Vertebrates (continued)
· Chordates: Vertebrates are cordates.
· Bilateral Symmetry: Anterior and posterior ends are completely different. The leading end possesses many sensory systems and the brain.
· Innovations: These innovations made vertebrates with them more successful.
· Internal skeleton of bone. Came from fishes that evolved to live on land and became amphibious.
· Jointed fins. Eventually became limbs on land.
· Nares. Became the nasal cavity and the nose for sensing and respirating.
· Terrestrial limbs.
· Amniotic eggs: Shell allows it to withstand dry conditions without dying (standard vertebrate egg) but also beginning gas exchange.
· Fish: Half of all vertebrate species (27k) are ray-finned fish.
· Jaws: Ray-finned fish gained a huge advantage by the innovation of jaws. Became largely successful by use of jaws.
· Hagfishes and Lampreys do not have jaws. They are thus likely older than ray-finned fishes (diverged earlier).
· Cartilaginous: Sharks, rays
· Bones: Ray-finned, Lobe-fins
· Lobe-finned Fish: The fins are tetrahedral, meaning that it is thought that the coelacanth is the early ancestor of the fish that walked on land.
· Tetrapod: 4 Feet. 2 Front 2 back. Including amphibians.

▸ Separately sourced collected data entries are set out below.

PR #249, opened 2018-09-12
[wip]: Update Search and Pagination on Assets Page & Edit Image Modal to 

matthugs:
This updates the search and pagination components on the assets page (which are shared with the modal used to choose an image for an HTML unit) to use the paragon components provided for this purpose. Consistency!

Still TODO:
- some literal TODO comments in the code
- styling is slightly broken on the assets page (but not the edit image modal /shrug)
- labels missing from pagination b/c of https://github.com/matthugs/trouble-in-intl-land

### DIFF
--- a/package.json
+++ b/package.json
@@ -15,7 +15,7 @@
   "license": "AGPL-3.0",
   "dependencies": {
     "@edx/edx-bootstrap": "^1.0.0",
-    "@edx/paragon": "3.1.2",
+    "@edx/paragon": "3.4.7",
     "airbnb-prop-types": "^2.10.0",
     "babel-polyfill": "^6.26.0",
     "classnames": "^2.2.5",
--- a/src/components/AssetsSearch/AssetsSearch.test.jsx
+++ b/src/components/AssetsSearch/AssetsSearch.test.jsx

· Blastula: Hollow ball of cells in the early embryo develops into the anus (gastrula).
Protostomes
· Arthropods and mollusks
· Blastula: Differ from deuterostomes in that the blastula becomes the mouth.
Lophotrochozoans
· Trochophore: Common larval form
· Lophophore: Feeding apparatus
· Mollusks: Have a "foot" for locomotion (such as the lower portion of a snail). Internal organs are visceral mass, and a mantle, an organ which secretes a shell.
· Gastropods: Foot is close to stomach (snails)
· Bivalves: Clams
· Cephalopods: Octopi
· Annelids: Worms, long, tubular, posterior and head look similar. Segmented bodies, unlike nematodes.
· Flatworms: Some are parasites, live in digestive tracts. Some don't even have digestive tracts, they survive on their hosts'.
· Rotifers: Asexual female eukaryotes. Ciliated corona as the lophophore to sweep food into mouth.
· Bryozoans: Looks a bit like a moss, but is a colonial eukaryote.
Ecdysozoans
· Shed exoskeleton to grow: Exoskeleton supports body, made of chitin, hard but flexible.
· Nematodes: No limbs at all. Round worms. No segmentation. Scavengers, predators, or parasites (ex: Trichinella (swine parasite), Caenorhabditis elegans (lab animal)).
· Arthropods: Arthropods are the most successful animals (most successful reproduction, most species-rich clade). They are also the most complex.
· Possess a segmented body plan (metameric). Paired, jointed appendages
· Metamerism: Specialization of repeated or similar body parts, such as the different uses of appendages in lobsters. For moving, predation, swimming, etc. Metamerism gives the groundwork for change to evolve. If limbs were not metameric, flight would not have evolved in arthropods.
· Crustaceans: Marine, terrestrial (ex lobster)
· Hexapods: terrestrial, aerial (grasshopper)
· Myriapods: Repeating external units (millipedes)
· Chelicerates: (horseshoe crab, spiders)
· Tardigrades: Not jointed limbs, when too dry, shrink up. But when given water, come back up. They can live for a decade when dehydrated.
Amniotes
· Possess amniotic egg. Common ancestor of all land mammals at one point had an amniotic egg.
· Reptiles: Possess an amniotic egg as a "private pond" as well as scales. Not all scales in reptiles are the same, but they all are made of keratin. Fish scales are bone, however. 3 heart chambers.
· Ex: Turtles, tuataras, squamates (snakes, lizards), crocodilians, dinos, birds.
· Mammals: Possess mammary glands, maternal ability to feed offspring. Also possess sweat glands. 4 heart chambers, more elaborate heart in animals. Also have hair. Also have various different kinds of teeth for eating different kinds of food. 3 groups based on how offspring are born and reared.
· Prototherians: Mammal that lays eggs.
· The only known one is a platypus.
· Marsupials: Newborns move to pouch as they are much more underdeveloped as youth. The pouch possesses mammary glands.
· Ex: Possums, kangaroos.
· Eutherians: Most developed at birth. Includes us. Largest of the 3 groups. Rodentia is the largest group of living eutherians.